A Completely Honest Gratitude List for People in the Roll
In the spirit of keeping it real, here’s what genuine first-day-of-spring gratitude actually looks like sometimes:
- Grateful the kid walked away from the Jeep. (The Jeep did not walk away. But the kid did. That’s the one that matters.)
- Grateful the friendship disappointment happened now—before you invested even more of yourself into something that wasn’t what you thought it was.
- Grateful the financial pressure hasn’t broken you yet. Bent you? Absolutely. Kept you up at night? Yes. Broken you? Not yet. Not today.
- Grateful the prayers haven’t been answered on your timeline—because if you’re honest, some of the things you prayed for three years ago getting a “not yet” was actually the best thing that ever happened to you. (You know it’s true. You hate that it’s true. But you know it.)
- Grateful it’s spring. Which means the winter—however long it was—is officially over. Even if your circumstances haven’t caught up to the calendar yet.
About That Timing Though
Let’s address the elephant—or the alligator—in the room.
The prayers that need to get moving. The breakthrough that is taking longer than you planned. The gap between where you are and where you know you’re supposed to be—that gap that you have been faithfully, patiently, sometimes not-so-patiently standing in.
Here’s the most honest thing that can be said about timing: you are not behind. You are not forgotten. You are not the exception to how this works.
You are in the part of the story that every single person who ever built something real had to go through—the part that doesn’t look like anything from the outside. The part where the work is happening underground—like every single thing that is about to bloom on this first day of spring was doing its most important work in the dark.
The tree doesn’t panic in February. It just keeps doing what it does. Quietly. Underground. Trusting the process it was designed for. You were designed for this too.
The spring is coming. For the earth today. For you—on a day that is closer than it feels right now.
How to Actually Do Gratitude Today
Practical. Real. No cold plunging required.
Step 1: Name the roll out loud. Say it. Write it. Tell God about it like He doesn’t already know. He can handle it. He’s heard worse. He’s heard yours before, and He’s still here.

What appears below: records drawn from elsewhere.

PR #5962, opened 2026-05-22
RI-8186 Gate dangerous CLI commands with type-to-confirm modal

KrumTy:
# What

Gates dangerous Redis commands (e.g. `FLUSHDB`, `FLUSHALL`, `DEBUG`) in the CLI behind a type-to-confirm modal on production-environment connections. Two pieces of wiring:

1. **On-connect fetch** — `fetchConnectedInstanceAction` now dispatches `fetchConnectedInstanceDangerousCommandsAction` right after `setConnectedInstanceSuccess`, populating the dangerous-commands list in Redux for both CLI and Workbench. Fire-and-forget; failure doesn't block the connection.
2. **CLI gating** — `CliBodyWrapper` checks `useDatabaseEnvironment().isDangerousCommand(cmd)` before dispatching. When true, the command is held in local state and the modal opens; the user types the database name to confirm. Cancel resets the input and dispatches nothing. The hook already short-circuits to `false` outside `Environment.Production` (and when the `devProdMode` flag is off), so no extra environment guard is needed at the call site.

No FE telemetry — per RI-8196 the BE-side `CLI_COMMAND_EXECUTED` event will carry `environment` + `dangerous` flags (separate PR #5930).

Screenshot 2026-05-22 at 10 14 21
(copy is subject to change) 

# Testing

- [ ] `yarn test` passes for `CliBodyWrapper.spec.tsx` and `slices/tests/instances/instances.spec.ts`
- [ ] Connect to a database marked as Production (requires `devProdMode` flag on). Open the CLI.
  - [ ] `FLUSHDB` → modal opens with the DB name; cancel → command not dispatched; submit again → type the DB name → confirm → command runs
  - [ ] `PING` → runs immediately, no modal
- [ ] Connect to a Development-marked database → `FLUSHDB` runs without a modal
- [ ] With `devProdMode` flag off → `FLUSHDB` runs without a modal regardless of environment

---

References: #RI-8186

Depends on: #RI-8198 (hook + slice action), #RI-8179 (ACL CAT endpoint)
Sibling: #RI-8187 (Workbench gating — same hook, reuses the same on-connect fetch)

---

> [!NOTE]
> **Medium Risk**
> Changes CLI command submission flow and adds an extra on-connect fetch, which could impact command dispatch behavior and connection sequencing if the new gating or async fetch behaves unexpectedly.
> 
> **Overview**
> Adds *dangerous command* protection in the CLI: when `useDatabaseEnvironment().isDangerousCommand()` flags a command, `CliBodyWrapper` holds it and opens a `TypeToConfirmModal` requiring the user to type the database identifier before dispatching; cancel clears input and appends a new `cliTexts.DANGEROUS_COMMAND_CANCELLED` output.
> 
> Updates `fetchConnectedInstanceAction` to also trigger `fetchConnectedInstanceDangerousCommandsAction` after a successful connect (fire-and-forget) so the per-instance dangerous-commands list is populated in Redux, and extends unit tests to cover the new connect behavior and the CLI modal confirm/cancel paths.
> 
> <sup>Reviewed by [Cursor Bugbot](https://cursor.com/bugbot) for commit bf83016cc1b9a3f3c169f7ab4ac0fc3b0e6f001e. Bugbot is set up for automated code reviews on this repo. Configure [here](https://www.cursor.com/dashboard/bugbot).</sup>

### DIFF
--- a/redisinsight/ui/src/components/cli/components/cli-body/CliBodyWrapper.spec.tsx
+++ b/redisinsight/ui/src/components/cli/components/cli-body/CliBodyWrapper.spec.tsx
@@ -18,6 +18,8 @@ import { processCliClient } from 'uiSrc/slices/cli/cli-settings'
 import { connectedInstanceSelector } from 'uiSrc/slices/instances/instances'
 import { processUnsupportedCommand } from 'uiSrc/utils/cliOutputActions'
 import { useDatabaseEnvironment } from 'uiSrc/components/hooks/useDatabaseEnvironment'
+import { DBInstanceFactory } from 'uiSrc/mocks/factories/database/DBInstance.factory'
+import { ConnectionType } from 'uiSrc/slices/interfaces'
 
 import CliBodyWrapper from './CliBodyWrapper'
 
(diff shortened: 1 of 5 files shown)


redisinsight/ui/src/components/cli/components/cli-body/CliBodyWrapper.spec.tsx
```diff
@@ -114,6 +132,96 @@ describe('CliBodyWrapper', () => {
...
+        host: 'h',
+        port: 6379,
+        name: 'prod-db',
+      }))
+      ;(getCommandRepeat as jest.Mock).mockReturnValue(['FLUSHDB', 1])
+    })
+
+    it('does not dispatch the command and shows the modal when the command is dangerous', () => {
+      const sendCliCommandActionMock = jest.fn()
+      ;(sendCliCommandAction as jest.Mock).mockImplementation(
```
valkirilov: nit: let's avoid the leading `;` at the start of these lines. The agents make this mistake very often, and we tend to fix it via the following:

```
const mockedConnectedInstanceSelector = connectedInstanceSelector as jest.Mock
mockedConnectedInstanceSelector.mockImplementation(() => ({ ... }))

const mockedGetCommandRepeat = getCommandRepeat as jest.Mock
mockedGetCommandRepeat.mockReturnValue(['FLUSHDB', 1])
```

redisinsight/ui/src/components/cli/components/cli-body/CliBodyWrapper.spec.tsx
```diff
@@ -114,6 +132,96 @@ describe('CliBodyWrapper', () => {
     expect(processUnsupportedCommandMock).toBeCalled()
   })
 
+  describe('dangerous-command gating', () => {
+    const { getCommandRepeat } = jest.requireMock('uiSrc/utils')
+
+    beforeEach(() => {
+      ;(connectedInstanceSelector as jest.Mock).mockImplementation(() => ({
```
valkirilov: nit: Let's use the existing factory instead of hardcoding the instance shape here. 

We already have `DBInstanceFactory` which produces a valid Instance and stays in sync with the interface - please use it and override only the fields the test actually cares about 🙂

valkirilov (approved):

PR #5975, opened 2026-05-28
RI-8200 Skip Type-to-confirm modal for command for session

KrumTy:
# What

In `TypeToConfirmModal` (shown for production-environment databases) the user now sees an optional **"Don't ask again for this command in this session"** checkbox. When ticked, subsequent requests sharing the same `commandId` bypass the modal until the connected database changes or the app is reopened.

**Refactors** `CliBodyWrapper` and `WBViewWrapper` to go through `ProductionWriteConfirmationProvider` (same path the browser key-details modules already used) instead of mounting `TypeToConfirmModal` directly. The provider is hoisted into `InstancePageTemplate` so all three consumers share a single session-scoped skip set per database. RDI template is untouched.

**CommandId namespacing**:
- `browser:*` — key-details ops (`browser:edit-value`, `browser:rename-key`, `browser:change-ttl`, …)
- `cmd:*` — Redis verbs (shared between CLI and Workbench, so opting out of `FLUSHDB` in the CLI also skips it for a subsequent Workbench `FLUSHDB`)

The provider accepts `commandId: string | string[]`; Workbench passes the array of dangerous verbs in a batch, and the modal is skipped only when *every* id is in the skip set.

Screenshot 2026-05-28 at 11 36 20

# Testing

1. Connect to a database flagged as **Production** (env-aware feature flag enabled).
2. **Browser**: edit a string value → modal appears → type DB name, tick the checkbox, confirm → edit another string value → modal no longer appears. Switch to a different (or non-production) database and edit again → modal returns.
3. **CLI**: run `FLUSHDB` → modal appears → tick the checkbox, confirm → run `FLUSHDB` again → no modal. Run `DEBUG SLEEP 1` → modal still appears (different verb).
4. **Workbench**: submit `FLUSHALL\nFLUSHDB` → modal lists both → tick + confirm → submit `FLUSHALL\nFLUSHDB` again → no modal. Submit `FLUSHALL\nDEBUG SLEEP 1` → modal returns (DEBUG not in skip set).
5. Cross-feature consistency: opt out of `FLUSHDB` in CLI → run `FLUSHDB` from Workbench → no modal.
6. Switch databases or restart the app → skip set resets; first dangerous command prompts again.

- [ ] yarn lint
- [ ] yarn test
- [ ] manual flows above

---

Closes RI-8200

---

> [!NOTE]
> **Medium Risk**
> Users can bypass repeat confirmations for dangerous Redis commands and production writes after one typed confirm; scope is limited to session and per-database, but it still weakens the guardrail for destructive operations.
> 
> **Overview**
> Adds an optional **"Don't ask again for this command in this session"** checkbox to production type-to-confirm flows. When checked, `ProductionWriteConfirmationProvider` remembers `commandId`(s) for the rest of the session and skips the modal on repeat requests until the connected database changes.
> 
> **CLI** and **Workbench** no longer mount `TypeToConfirmModal` locally; they use the shared provider with `cmd:*` ids (e.g. `cmd:FLUSHDB`) so opting out in one surface applies to the other. **Browser** key-details actions get stable `browser:*` ids; the provider moves from `KeyDetails` up to **`InstancePageTemplate`** so browser, CLI, and workbench share one skip set per database.
> 
> Workbench passes an array of dangerous verb ids for multi-command batches; skip only applies when every id in that batch was previously opted out.
> 
> <sup>Reviewed by [Cursor Bugbot](https://cursor.com/bugbot) for commit 33198e609870751b481d15f44a0abc75bdc879c6. Bugbot is set up for automated code reviews on this repo. Configure [here](https://www.cursor.com/dashboard/bugbot).</sup>

### DIFF
--- a/redisinsight/ui/src/components/production-write-confirmation/ProductionWriteConfirmationProvider.spec.tsx
+++ b/redisinsight/ui/src/components/production-write-confirmation/ProductionWriteConfirmationProvider.spec.tsx
@@ -3,6 +3,7 @@ import { Environment } from 'apiClient'
 import { fireEvent, render, screen } from 'uiSrc/utils/test-utils'
 import { connectedInstanceSelector } from 'uiSrc/slices/instances/instances'
 import * as useDatabaseEnvironmentModule from 'uiSrc/components/hooks/useDatabaseEnvironment'
+import { DBInstanceFactory } from 'uiSrc/mocks/factories/database/DBInstance.factory'
 
 import {
   ProductionWriteConfirmationProvider,
@@ -10,14 +11,11 @@ import {
   useProductionWriteConfirmation,
 } from '.'
 
+const defaultInstance = DBInstanceFactory.build({ name: 'prod-cache' })
+
 jest.mock('uiSrc/slices/instances/instances', () => ({
   ...jest.requireActual('uiSrc/slices/instances/instances'),
-  connectedInstanceSelector: jest.fn().mockReturnValue({
-    id: 'instance-1',
-    name: 'prod-cache',
-    host: 'localhost',
-    port: 6379,
-  }),
+  connectedInstanceSelector: jest.fn(),
 }))
 
 const mockedConnectedInstanceSelector = connectedInstanceSelector as jest.Mock
@@ -71,12 +69,7 @@ const renderWithProvider = (ui: React.ReactElement) =>
 describe('ProductionWriteConfirmationProvider', () => {
   beforeEach(() => {
     jest.clearAllMocks()
-    mockedConnectedInstanceSelector.mockReturnValue({
-      id: 'instance-1',
-      name: 'prod-cache',
-      host: 'localhost',
-      port: 6379,
-    })
+    mockedConnectedInstanceSelector.mockReturnValue(defaultInstance)
     mockEnvironment(Environment.Unspecified)
   })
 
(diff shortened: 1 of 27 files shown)


redisinsight/ui/src/components/production-write-confirmation/ProductionWriteConfirmationProvider.spec.tsx
```diff
@@ -13,6 +13,7 @@ import {
 jest.mock('uiSrc/slices/instances/instances', () => ({
   ...jest.requireActual('uiSrc/slices/instances/instances'),
   connectedInstanceSelector: jest.fn().mockReturnValue({
+    id: 'instance-1',
```
valkirilov: nit: If we were using a factory instead, we'll have to touch a single place and rely on the correct interface for this object, instead of amending each line separately.

redisinsight/ui/src/pages/browser/modules/key-details/components/hash-details/add-hash-fields/AddHashFields.tsx
```diff
@@ -168,6 +168,7 @@ const AddHashFields = (props: Props) => {
         </>
       ),
       confirmButtonText: 'Add fields',
+      commandId: 'browser:add-hash-fields',
```
valkirilov: nit: I think it will be handy to put these in an enum, or constants, so we have a list of them all, in a single place.

valkirilov (dismissed):

valkirilov (approved):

Step 2: Find the one true thing. Not fifty things. Not a whole journal page. One thing that is genuinely, actually true and good. Start there.
Step 3: Say thank you for that one thing. Out loud if you can. In the car. In the shower. In the parking lot at the gas station. Wherever you are.
Step 4: Let that be enough for today. You don’t have to feel transformed. You don’t have to feel the warm glow of deep spiritual peace. You just have to have said it. That counts.
Step 5: Show up tomorrow and do it again. That’s it. That’s the whole practice. Showing up again.
Today’s Scripture
“Give thanks in all circumstances; for this is God’s will for you.” — 1 Thessalonians 5:18
Not for all circumstances. In all circumstances. Even the alligator roll ones. Especially those.
A Note From the Editor
I wrote this article from inside the roll. Which is either a conflict of interest or a qualification. I’m going with qualification.
Happy first day of spring.
To everyone blooming. And to everyone still underground doing the invisible work—your spring is coming.